We’ve talked about encryption here before, and since this is such an interesting story, with so many broad implications, I thought it would be good to give a rundown of the actual cryptography at play here. If you are curious about the legal and ethical implications, well, maybe you can find a blog on legal blogs somewhere, or you can read this quick explainer of the legal pieces of the puzzle.

All of Apple’s security schemes are described in tediously technical detail in the iOS Security Guide, and what we can get from that is that the iPhone’s security system is multi-tiered and really complicated, but there are two important numbers to keep in mind:

  1. PIN: This is some number of several digits that you, the user, picked out the first time you booted up your phone. This PIN number resides in your brain and nowhere else.
  2. UID: This is some 256-bit key that’s unique to your phone and baked into the hardware during manufacturing. This resides only on your personal hardware and nowhere else. Even Apple itself doesn’t keep a copy of this.

The first time you boot up and enter your PIN, your phone will use these two numbers to generate a third number called the passcode key — this process takes about 80 millisecond and it’s personalized to your phone. The UID and the precise recipe for tangling up the UID and PIN are both stored in the so-called secure enclave of your phone’s hardware. On his cryptographic engineering blog, Matthew Green gives a bunch of this information and more in a nice plain(isn) language primer on iPhone security at least up until iOS8.

Now, we can definitely give a hat-tip to Apple and say that cryptographically, this sucker is pretty airtight. There’s no way to open up the enclave or find some brute force method to extract the 256-bit UID encryption key, it’s just way too hard and it would take forever. Strictly speaking, there’s also no way to extract the PIN since it’s in the secure enclave of your brain. But the fortress of the iPhone is not impregnable, because of one thing: there are only a finite number of PIN choices, in fact 10,000 if we restrict to 4 digit numbers. So provided you can guess the PIN, the rest of the system will fall into place for you. But that, as they say, is where they get ya.

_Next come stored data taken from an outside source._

PR #9583, opened 2020-11-10
[KAFKA-10705]: Make state stores not readable by others

lct45:
Change permissions on the folders for the state store so they're no readable or writable by "others", but still accessible by owner and group members.

### DIFF
--- a/streams/src/main/java/org/apache/kafka/streams/processor/internals/StateDirectory.java
+++ b/streams/src/main/java/org/apache/kafka/streams/processor/internals/StateDirectory.java
@@ -31,10 +31,15 @@ import java.nio.channels.FileChannel;
 import java.nio.channels.FileLock;
 import java.nio.channels.OverlappingFileLockException;
 import java.nio.file.NoSuchFileException;
+import java.nio.file.Paths;
 import java.nio.file.Path;
+import java.nio.file.Files;
 import java.nio.file.StandardOpenOption;
+import java.nio.file.attribute.PosixFilePermission;
+import java.nio.file.attribute.PosixFilePermissions;
 import java.util.Collections;
 import java.util.HashMap;
+import java.util.Set;
 import java.util.regex.Pattern;
 
 import static org.apache.kafka.streams.processor.internals.StateManagerUtil.CHECKPOINT_FILE_NAME;
@@ -101,6 +106,15 @@ public class StateDirectory {
         if (hasPersistentStores && stateDirName.startsWith("/tmp")) {
             log.warn("Using /tmp directory in the state.dir property can cause failures with writing the checkpoint file" +
                 " due to the fact that this directory can be cleared by the OS");
+        }
+        final Path basePath = Paths.get(baseDir.getPath());
+        final Path statePath = Paths.get(stateDir.getPath());
+        final Set<PosixFilePermission> perms = PosixFilePermissions.fromString("rwxr-x---");
+        try {
+            Files.setPosixFilePermissions(basePath, perms);
+            Files.setPosixFilePermissions(statePath, perms);
+        } catch (final IOException e) {
+            log.error("Error changing permissions for the state or base directory {} ", stateDir.getPath(), e);
         }
     }
 
--- a/streams/src/test/java/org/apache/kafka/streams/processor/internals/StateDirectoryTest.java
+++ b/streams/src/test/java/org/apache/kafka/streams/processor/internals/StateDirectoryTest.java
@@ -34,10 +34,14 @@ import java.io.IOException;
 import java.nio.channels.FileChannel;
 import java.nio.channels.OverlappingFileLockException;
 import java.nio.file.Files;
+import java.nio.file.Path;
+import java.nio.file.Paths;
 import java.nio.file.StandardOpenOption;
+import java.nio.file.attribute.PosixFilePermission;
 import java.time.Duration;
 import java.util.Arrays;
 import java.util.Collections;
+import java.util.EnumSet;
 import java.util.Objects;
 import java.util.Properties;
 import java.util.Set;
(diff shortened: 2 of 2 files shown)


lct45:
@wcarlson5 @cadonna @ableegoldman for review

streams/src/main/java/org/apache/kafka/streams/processor/internals/StateDirectory.java
```diff
@@ -30,11 +30,16 @@
 import java.nio.channels.FileChannel;
 import java.nio.channels.FileLock;
 import java.nio.channels.OverlappingFileLockException;
-import java.nio.file.NoSuchFileException;
```
wcarlson5, line 33: Did we need to move this?

streams/src/main/java/org/apache/kafka/streams/processor/internals/StateDirectory.java
```diff
@@ -102,6 +107,13 @@ public StateDirectory(final StreamsConfig config, final Time time, final boolean
             log.warn("Using /tmp directory in the state.dir property can cause failures with writing the checkpoint file" +
                 " due to the fact that this directory can be cleared by the OS");
         }
+        final Path path = Paths.get(baseDir.getPath());
```
wcarlson5: Is changing the `baseDir` sufficient?

wcarlson5 (commented):
Just a couple small questions

Thanks for the PR @lct45 !

streams/src/main/java/org/apache/kafka/streams/processor/internals/StateDirectory.java
lct45: We did not

streams/src/main/java/org/apache/kafka/streams/processor/internals/StateDirectory.java
lct45: It should be, the `stateDir` is inside of the `baseDir` so the permissions should apply there as well. I guess if we wanted to be _more_ selective we could apply permissions to `stateDir` and not `baseDir` but from what I see it doesn't make a big difference. In the test though, there is an `appDir` that had broader permissions even with the changes to `baseDir` so maybe we _do_ need to change permissions to both `baseDir` and `stateDir`

wcarlson5: I'm not sure off the top of my head I just wanted to verify, but its probably best to be overly specific. LGTM

streams/src/test/java/org/apache/kafka/streams/processor/internals/StateDirectoryTest.java
```diff
@@ -106,6 +110,27 @@ public void shouldCreateBaseDirectory() {
...
+            PosixFilePermission.GROUP_EXECUTE,
+            PosixFilePermission.OWNER_READ);
+
+        final Path statePath = Paths.get(stateDir.getPath());
+        final Path basePath = Paths.get(appDir.getPath());
+        try {
+            final Set<PosixFilePermission> baseFilePermissions = Files.getPosixFilePermissions(statePath);
+            final Set<PosixFilePermission> appFilePermissions = Files.getPosixFilePermissions(basePath);
+            assertEquals(expectedPermissions, baseFilePermissions);
+            assertEquals(expectedPermissions, appFilePermissions);
```
cadonna: Recently, we prefer to use `assertThat()` instead of `assertEquals()`.

streams/src/test/java/org/apache/kafka/streams/processor/internals/StateDirectoryTest.java
```diff
@@ -106,6 +110,27 @@ public void shouldCreateBaseDirectory() {
...
+        } catch (final IOException e) {
+            // okay
```
cadonna: If we swallow the exception here, and the test always throws an IO exception, we will never notice. I guess it would be better to use `fail()` with a message.

cadonna (commented):
Thank you for PR, @lct45 !

I think, you should create a AK ticket and change the PR title accordingly. It would be good if people are made aware of this change. 

Here my feedback:

wcarlson5:
retest this please

cadonna (approved):
LGTM!

streams/src/main/java/org/apache/kafka/streams/processor/internals/StateDirectory.java
```diff
@@ -102,6 +107,15 @@ public StateDirectory(final StreamsConfig config, final Time time, final boolean
             log.warn("Using /tmp directory in the state.dir property can cause failures with writing the checkpoint file" +
                 " due to the fact that this directory can be cleared by the OS");
         }
+        final Path basePath = Paths.get(baseDir.getPath());
+        final Path statePath = Paths.get(stateDir.getPath());
+        final Set<PosixFilePermission> perms = PosixFilePermissions.fromString("rwxr-x---");
```
ableegoldman, line 112: Just wondering, why "read" and "execute" permissions for the group?

cadonna: I thought it would be handy to be able to log into a node to debug state store issues, e.g., with some RocksDB command line tools, with a user that is able to read not able to write, i.e., is in the group but it is not the owner.

lct45: I agree with what Bruno said for the reading. I think allowing execute for group members isn't a security risk, since it's still somewhat contained. I ran the streams test without having execute for group and I got an exception in `StreamTableJoinTopologyOptimizationIntegrationTest` test `shouldDoStreamTableJoinWithDifferentNumberOfPartitions`. It looks like the integration test utils weren't able to clear the directory because groups didn't have execute authorization. Since it doesn't seem like allowing groups to execute would constitute a security risk, it seems like this is a good thing to keep for testing capabilities

ableegoldman: >  I ran the streams test without having execute for group and I got an exception in StreamTableJoinTopologyOptimizationIntegrationTest test

I've noticed that test is actually pretty flaky at the moment, IIRC it's been due to a `Directory not empty` exception). So the failure you saw might not be related to this PR. I'm pretty sure it's write permissions, not execute, that let you delete files within a directory. Execute just lets you `cd` in and traverse the directory. So I guess read+execute does make sense here, and probably we wouldn't want anyone other than the owner to be able to clear the directory anyway

lct45: Hmm yeah that was the exception so it probably wasn't related to this PR. I would err on the side of leaving those permissions but can take them out if you think that's better

ableegoldman: No I think this looks ok, just wanted to ask

ableegoldman (approved):
LGTM, merging to trunk

ableegoldman:
Cherrypicked to 2.6, will wait for 2.7.0 release to finish up before merging to 2.7

mimaison:
@ableegoldman I see you merged this in 2.6. How critical is this fix? Do I need to spin a new RC?

ableegoldman:
I don't think so. It would be nice to have if you happen to end up cutting a new RC, but I wouldn't delay the ongoing release over this

ableegoldman:
Cherrypicked to 2.7

PR #9584, opened 2020-11-10
[KAFKA-10708]: Add "group-id" Tag to Kafka Consumer Metrics

brianwyka:
Add the "group-id" to the metrics created during instantiation of the `KafkaConsumer`

https://issues.apache.org/jira/browse/KAFKA-10708

### DIFF
--- a/clients/src/main/java/org/apache/kafka/clients/consumer/KafkaConsumer.java
+++ b/clients/src/main/java/org/apache/kafka/clients/consumer/KafkaConsumer.java
@@ -872,8 +872,13 @@ public class KafkaConsumer<K, V> implements Consumer<K, V> {
                 .timeWindow(config.getLong(ConsumerConfig.METRICS_SAMPLE_WINDOW_MS_CONFIG), TimeUnit.MILLISECONDS)
                 .recordLevel(Sensor.RecordingLevel.forName(config.getString(ConsumerConfig.METRICS_RECORDING_LEVEL_CONFIG)))
                 .tags(metricsTags);
+        final Map<String, Object> reporterConfigOverrides = new HashMap<>();
+        reporterConfigOverrides.put(ConsumerConfig.CLIENT_ID_CONFIG, clientId);
+        if (groupId != null && !groupId.isEmpty()) {
+            reporterConfigOverrides.put(ConsumerConfig.GROUP_ID_CONFIG, groupId);
+        }
         List<MetricsReporter> reporters = config.getConfiguredInstances(ConsumerConfig.METRIC_REPORTER_CLASSES_CONFIG,
-                MetricsReporter.class, Collections.singletonMap(ConsumerConfig.CLIENT_ID_CONFIG, clientId));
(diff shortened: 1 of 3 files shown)


brianwyka:
I couldn't find any tests that are currently testing out the `client-id` tag for reference.  Would appreciate a point in the right direction.

clients/src/main/java/org/apache/kafka/clients/consumer/KafkaConsumer.java
```diff
@@ -858,14 +862,23 @@ public KafkaConsumer(Map<String, Object> configs,
         this.kafkaConsumerMetrics = new KafkaConsumerMetrics(metrics, "consumer");
     }
 
-    private static Metrics buildMetrics(ConsumerConfig config, Time time, String clientId) {
-        Map<String, String> metricsTags = Collections.singletonMap(CLIENT_ID_METRIC_TAG, clientId);
+    private static Metrics buildMetrics(ConsumerConfig config, Time time, String clientId, String groupId) {
+        Map<String, String> metricsTags = new HashMap<>();
+        metricsTags.put(CLIENT_ID_METRIC_TAG, clientId);
+        if (groupId != null && !groupId.trim().isEmpty()) {
```
kirktrue: The secondary `!groupId.trim().isEmpty()` clause of the `if` statement shouldn't ever catch given that that case is  checked for in the constructor before calling `buildMetrics`, right?

clients/src/main/java/org/apache/kafka/clients/consumer/KafkaConsumer.java
```diff
@@ -858,14 +862,23 @@ public KafkaConsumer(Map<String, Object> configs,
...
+            metricsTags.put(GROUP_ID_METRIC_TAG, groupId);
+        }
         MetricConfig metricConfig = new MetricConfig().samples(config.getInt(ConsumerConfig.METRICS_NUM_SAMPLES_CONFIG))
                 .timeWindow(config.getLong(ConsumerConfig.METRICS_SAMPLE_WINDOW_MS_CONFIG), TimeUnit.MILLISECONDS)
                 .recordLevel(Sensor.RecordingLevel.forName(config.getString(ConsumerConfig.METRICS_RECORDING_LEVEL_CONFIG)))
                 .tags(metricsTags);
+        final Map<String, Object> reporterConfigOverrides = new HashMap<>();
+        reporterConfigOverrides.put(ConsumerConfig.CLIENT_ID_CONFIG, clientId);
+        if (groupId != null && !groupId.trim().isEmpty()) {
```
kirktrue: Same minor nitpick about whether or not we need to check for an empty group ID.

kirktrue (approved):
This looks pretty clear-cut to me.

Is there anywhere in the existing unit tests that verify that the client ID or group ID tags are actually coming through correctly?

brianwyka:
I'm not sure @kirktrue.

Apple is so clever that they have build a second barrier of security, namely you have to wait some number of minutes between each attempted PIN, and you can only try out 10 different PINs before you get locked out and the data on the phone gets wiped forever. This “some number of minutes” amounts to several days once you’ve made more than 4 attempts. So what the FBI is really asking is for Apple to write a tool to disable these lockout features. This seems like a feasible project, but due to special signature recognitions in the software, such a program can only be written in-house at Apple.

More than half of people think that Apple's in the wrong, and that the phone should be unlocked.

More than half of people think that Apple’s in the wrong, and that the phone should be unlocked.

What’s not totally obvious is to me is how dangerous it would be to birth a tool like this into existence. Yes, in some sense it does open up a backdoor to the iPhone security system, but in another sense it may be ad hoc to the point of being useless outside the context of this one particular iPhone in question. I suppose the larger question is whether it’s appropriate for the FBI to make these sorts of demands on industry. A recent PEW Research poll shows that 51% of American say yes. It suffices to say, it’s a complicated issue and a worthwhile reminder that mathematical cryptography is only as strong as the humans who hold the keys.